PR #7210, opened 2019-07-15
[dev/arcade-migration] Add simple sharedfx package test project, fix PlatformManifest creation

dagood:
Adds some simple tests for the packages (as final product nupkgs) and fixes platform manifest generation and inclusion. Also:
* Simplifies the way test variables are passed in so I could debug them in VS and remove a workaround, per https://github.com/dotnet/arcade/issues/3077.
* Fix the WindowsDesktop packages building on unexpected platforms. (Was breaking the tests.)
* Disable Arcade's `use_installed_dotnet_cli` and `use_global_nuget_cache` to make the build and dev experience more consistent. This is copied from dotnet/coreclr.

### DIFF
--- a/src/test/Microsoft.DotNet.CoreSetup.Packaging.Tests/NuGetArtifactTester.cs
+++ b/src/test/Microsoft.DotNet.CoreSetup.Packaging.Tests/NuGetArtifactTester.cs
@@ -1,0 +1,166 @@
+﻿// Licensed to the .NET Foundation under one or more agreements.
+// The .NET Foundation licenses this file to you under the MIT license.
+// See the LICENSE file in the project root for more information.
+
+using Microsoft.DotNet.CoreSetup.Test;
+using NuGet.Packaging;
+using NuGet.Packaging.Core;
+using System;
+using System.Collections.Generic;
+using System.IO;
+using System.IO.Compression;
+using System.Linq;
+using System.Xml.Linq;
+using Xunit;
+
+namespace Microsoft.DotNet.CoreSetup.Packaging.Tests
+{
+    public class NuGetArtifactTester : IDisposable
+    {
+        public static NuGetArtifactTester Open(
+            RepoDirectoriesProvider dirs,
+            string project,
+            string id = null)
+        {
+            var tester = OpenOrNull(dirs, project, id);
+            Assert.NotNull(tester);
+            return tester;
+        }
+
+        public static NuGetArtifactTester OpenOrNull(
+            RepoDirectoriesProvider dirs,
+            string project,
+            string id = null)
+        {
+            id = id ?? project;
+
+            string nuspecPath = Path.Combine(
+                dirs.BaseBinFolder,
+                project,
+                dirs.Configuration,
+                "specs",
+                $"{id}.nuspec");
+
+            if (!File.Exists(nuspecPath))
+            {
+                return null;
+            }
+
+            PackageIdentity builtIdentity = new NuspecReader(nuspecPath).GetIdentity();
+
+            string nupkgPath = Path.Combine(
+                dirs.BaseArtifactsFolder,
+                "packages",
+                dirs.Configuration,
+                "Shipping",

++++++

PROBLEM TO WORK ON: Wherever the word "nuspecPath" turns up in the records, copy out the line it is on.

TASK OUTPUT:
+            string nuspecPath = Path.Combine(
+            if (!File.Exists(nuspecPath))
+            PackageIdentity builtIdentity = new NuspecReader(nuspecPath).GetIdentity();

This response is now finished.